Bien vu de la part de Constant qui résume avec ses mots la montre impériale : éblouir les cours d’Europe, mais avec toujours un œil vigilant sur la dépense. C’est ainsi que l’Empereur arrive à économiser pas moins de cent millions sur ses revenus pendant son règne, un véritable trésor parallèle, au cas où… «Selon lui, un souverain possédant plusieurs dizaines de millions était non seulement indépendant mais aussi capable de mieux faire face aux crises» souligne l’historien Pierre Branda, auteur d’une passionnante étude : Le prix de la gloire, Napoléon et l’argent (Fayard, 2007).
Napoléon Ier ne se prive pas de puiser à diverses reprises dans son magot secret lors des périodes agitées ou dangereuses, comme après son expédition catastrophique en Russie : ses fonds privés viennent alors renflouer un État parfois déficitaire.
Mauvais pressentiment
C’est justement avant cette campagne de Russie de 1812 que l’Empereur décide de préparer ses arrières, comme animé d’un mauvais pressentiment.
La veille de partir pour la Russie, il fait appeler son fidèle directeur des postes, le comte Lavalette, et lui confie un premier magot à garder sous le coude. «Allez chez le grand Maréchal, lui ordonne-t-il, il vous remettra des bons sur le trésor pour la somme de un million six cent mille francs. Vous les convertirez secrètement en or…» Aussitôt dit, aussitôt fait, ce qui ne manque pas de stresser le pauvre Lavalette qui ne sait où cacher tout cet or.
D’après Constant, présent lors de cette scène, l’Empereur y aurait même ajouté un coffre rempli de diamants, directement prélevés du trésor des Tuileries. Dans la foulée, Lavalette, décide de faire fabriquer une collection de faux livres creux (pas moins de 54 tomes !) sous le titre banal d’une Histoire ancienne et moderne, pour y cacher l’or de l’Empereur. Quand survient la campagne de France en 1814, le comte dissimule sa fabuleuse bibliothèque sous le parquet de son château.

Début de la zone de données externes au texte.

PR #6129, opened 2023-04-21
Add an explicit .file extension loader

ryanwilsonperkin:
Workaround for https://github.com/remix-run/remix/discussions/4549

As a shortcut around the proposal to use custom import assertions (https://github.com/remix-run/remix/discussions/4549) we can use a .file extension in the list of loaders to allow people to load whatever file types they'd like by adding a `.file` suffix on their file name

### DIFF
--- a/contributors.yml
+++ b/contributors.yml
@@ -429,6 +429,7 @@
 - ryanflorence
 - ryanjames1729
 - ryankshaw
+- ryanwilsonperkin
 - sandulat
 - sbernheim4
 - schpet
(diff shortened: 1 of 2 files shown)


MichaelDeBoey:
As mentioned in the ["Remix Vite is Now Stable" blogpost](https://remix.run/blog/remix-vite-stable#next-steps), we won't add any new compiler features/improvements that aren't targeting Vite

> [...] from now on all new features and improvements that require compiler integrations will only be targeting Vite

PR #6130, opened 2023-04-21
Fix splat route index matching

### LINKED ISSUE #5841: Splat Route doesn't handle root index path.

1.14.3

- [X] Yes

### Steps to Reproduce

1. `npx create-remix@latest`
2. Rename `app/routes/index.tsx` to `app/routes/$.tsx`
3. `npm run dev`
4. Open http://localhost:3000/

### Expected Behavior

The default index route displays.

### Actual Behavior

Nothing is shown.

See the behavior [here](https://stackblitz.com/edit/remix-run-remix-ch5vc2?file=app/routes/$.tsx)

brophdawg11:
Root splat routes should match `/` if an index route is not present.  I.e.:

```
routes/
  $.tsx
```

Closes #5841


ryanflorence (approved):

integration/revalidate-test.ts
```diff
@@ -44,6 +44,11 @@ test.describe("Revalidation", () => {
             }
           `,
 
+          "app/routes/_index.jsx": js`
+            export default function Component() {
+              return <h1>Index</h1>;
+            }
+          `,
```
brophdawg11, line 51: Needed an index route in this existing test.  Putting `path:""` on the root previously meant that `/` would match the root route without it having an `index.jsx` or `$.jsx` file, which seems like a related bug that's also fixed here

PR #6136, opened 2023-04-21
templates: explicit installGlobals call in server entries

jacob-ebey:


sergiodxa (approved):
Likes this, it makes sense and will allow for apps running on modern Node versions to don’t install Remix globals and use Node ones.

MichaelDeBoey (approved):

jacob-ebey:
> Likes this, it makes sense and will allow for apps running on modern Node versions to don’t install Remix globals and use Node ones.

Not until v2 can remove the side-effect in the adapter packages, but it paves the path for it.

PR #6150, opened 2023-04-24
chore: update how `REMIX_LOCAL_BUILD_DIRECTORY` is resolved

mcansh:
```diff
- REMIX_LOCAL_BUILD_DIRECTORY=../../../../some-app yarn build --tsc
+ REMIX_LOCAL_BUILD_DIRECTORY=~/some-app yarn build --tsc
```

Closes: #

- [ ] Docs
- [ ] Tests

Testing Strategy:


rollup.utils.js
```diff
@@ -10,7 +10,7 @@ const REPO_ROOT_DIR = __dirname;
 
 let activeOutputDir = "build";
 if (process.env.REMIX_LOCAL_BUILD_DIRECTORY) {
-  let appDir = path.join(
+  let appDir = path.resolve(
     process.cwd(),
```
pcattori, line 14:
```suggestion
```

pcattori (changes requested):

brophdawg11:
It doesn't look like `~` expansion will work quite right, but I think that's fine - I always use relative pathing anyway (https://stackoverflow.com/questions/21077670/expanding-resolving-in-node-js).

I updated this to use just `LOCAL_BUILD_DIRECTORY` instead of `REMIX_LOCAL_BUILD_DIRECTORY` as well to align with React Router (and shorted it by a few chars)

brophdawg11 (approved):

pcattori (approved):

PR #8120, opened 2023-11-24
fix(remix-dev/vite): remove Vite wrapper functions

markdalgleish:
Based on a suggestion by @pcattori, this PR removes the indirection of calling out to Vite via Remix APIs. Instead, we now keep the API surface area as small as possible and get consumers using custom servers to interact with Vite directly.


pcattori (commented):
Nice! Definitely better than what we had before IMO.

One thing I'm debating now is whether it makes sense to inline a small utility in `server.mjs` just to clean up the ternary / `.then(...)` logic. Something like:

```ts
// server.mjs
async function createDev() {
  if (process.env.NODE_ENV === "production") return undefined
  let vite = await import("vite")
  return vite.createServer({
    server: {
      middlewareMode: true
    }
  })
}

let dev = await createDev()

if (dev) {
  /* ... */
}
// etc.
```

To be clear, this is **not** API we would maintain and export, but rather just code we include as part of the examples/templates to make things a bit easier to follow.

pcattori (approved):

PR #8143, opened 2023-11-27
fix(remix-dev/vite): bundle CSS from client entry

markdalgleish:
Without this fix, CSS from the client entry appears to work in dev (after a flash of unstyled content), but the styles are then missing in the production build.

This PR ensures that:
- In dev, CSS from the client entry is included in the string of critical CSS to avoid FOUC.
- In production, any bundled CSS from the client entry is included with the root route.

To test this, CSS imported from the client entry has been added to Vite CSS tests for both dev and build.

### DIFF
--- a/integration/vite-css-dev-test.ts
+++ b/integration/vite-css-dev-test.ts
@@ -335,7 +335,7 @@ test.describe("Vite CSS dev", () => {
       // Ensure CSS updates were handled by HMR
       await expect(input).toHaveValue("stateful");
 
-      // The following change triggers a full page reload, so we check it after the HMR changes
+      // The following change triggers a full page reload, so we check it after all the checks for HMR state preservation
       let clientEntryCssContents = await fs.readFile(
         path.join(projectDir, "app/entry.client.css"),
         "utf8"
--- a/integration/vite-css-dev-test.ts
+++ b/integration/vite-css-dev-test.ts
@@ -222,8 +222,8 @@ test.describe("Vite CSS dev", () => {
 
   test.describe("with JS", () => {
     test.use({ javaScriptEnabled: true });
-    test("updates CSS", async ({ page }) => {
-      let pageErrors: unknown[] = [];
+    test("updates CSS", async ({ page, browserName }) => {
+      let pageErrors: Error[] = [];
       page.on("pageerror", (error) => pageErrors.push(error));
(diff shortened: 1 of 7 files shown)


packages/remix-dev/vite/plugin.ts
```diff
@@ -426,7 +429,15 @@ export const remixVitePlugin: RemixVitePlugin = (options = {}) => {
...
         hasErrorBoundary: sourceExports.includes("ErrorBoundary"),
-        ...resolveBuildAssetPaths(pluginConfig, viteManifest, routeFilePath),
+        ...resolveBuildAssetPaths(
+          pluginConfig,
+          viteManifest,
+          routeFilePath,
+          // If this is the root route, we also need to include assets from the
+          // client entry file as this is a common way for consumers to import
+          // global reset styles, etc.
+          route.parentId === undefined ? [pluginConfig.entryClientFilePath] : []
```
pcattori, line 439: What do you think about creating a variable to make this explicit?

```ts
let isRoot = route.parentId === undefined
```

packages/remix-dev/vite/resolve-file-url.ts
```diff
@@ -0,0 +1,21 @@
+import * as path from "node:path";
+
+export const resolveFileUrl = (
+  // eslint-disable-next-line @typescript-eslint/consistent-type-imports
+  vite: typeof import("vite"),
```
markdalgleish, line 5: Note to self: If all callers of this util are async, can we make this util async and inline the dynamic import of Vite?

integration/vite-css-dev-test.ts
```diff
@@ -300,8 +332,28 @@ test.describe("Vite CSS dev", () => {
         UPDATED_TEST_PADDING_VALUE
       );
 
+      // Ensure CSS updates were handled by HMR
       await expect(input).toHaveValue("stateful");
 
+      // The following change triggers a full page reload, so we check it after the HMR changes
```
pcattori, line 338: Had a bit of trouble understanding this comment on my first read, so took a shot at clarifying:

```suggestion
      // The following change triggers a full page reload, so we check it after all the checks for HMR state preservation
```

Feel free to tweak it more!

pcattori (approved):

PR #8174, opened 2023-11-29
fix (remix-serve): Fix source map loading

kiliman:
This PR fixes the issue where source maps are not getting used. This was traced to how the map file is loaded when HMR reloads the server file with the `?t=timestamp` suffix.

This causes the source map to not be found and therefore not used.

Adding the hook for `retrieveSourceMap`, this strips out the unexpected characters from the filename and properly returns the source map.

Closes: https://github.com/remix-run/remix/discussions/8168.


kiliman:
Ugh. I created 2 PRs back-to-back, one for Remix App Server and one for the Express template. I forgot to branch off of upstream/dev on the 2nd PR, so that template fix is added to this one.

I created the 2nd PR, which only has the template fix, but if you merge this one, that PR is obviated. Since these two are related, I don't think it would be an issue.

Anyway, let me know how you guys want to handle this. Sorry, it's been a while doing PRs.

Alex-Levacher:
@kiliman Thank you so much for the fix 💌

brophdawg11:
This looks good to me on both express and remix-serve.  Here's a screenshot of the before/after (I applied these changes to `remix-serve` directly in `node_modules` and restarted:

Screenshot 2023-12-01 at 9 11 25 AM

I'm going to kick this over to @pcattori and @jacob-ebey for a confirmation though since they're more in tune with the HMR + source maps flows.

brophdawg11 (approved):

pcattori (approved):

IgnisDa:
Hi @kiliman! This PR seems to have introduced a new bug, as mentioned in the above issue. I would be really grateful if you could take a look.

kiliman:
Thanks. I'll take a look in the morning.

kiliman:
@IgnisDa this is fixed in PR #8321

Et lorsque trois cents Prussiens campent pendant deux mois dans ses murs, ils ne se doutent pas qu’une partie de la fortune impériale dort sous leurs pieds ! Le loyal directeur finit par en donner la moitié au prince Eugène de Beauharnais, et dépose quatre cent mille francs au nom de l’Empereur dans les coffres du banquier Laffitte, pour plus de sûreté. Il a été bien inspiré, nous le verrons par la suite.
Alors que s’achève la campagne de France, au printemps 1814, les Tuileries sont en ébullition. Les armées alliées sont aux portes de Paris, Napoléon ne peut plus les contenir, il faut fuir, décamper au plus vite, en emportant le maximum de biens. Triste spectacle en vérité…
L’empire s’effondre dans la poussière d’un immense convoi de voitures, berlines et fourgons, entraînant l’impératrice Marie-Louise et le trésor impérial sur les routes du sud de la France.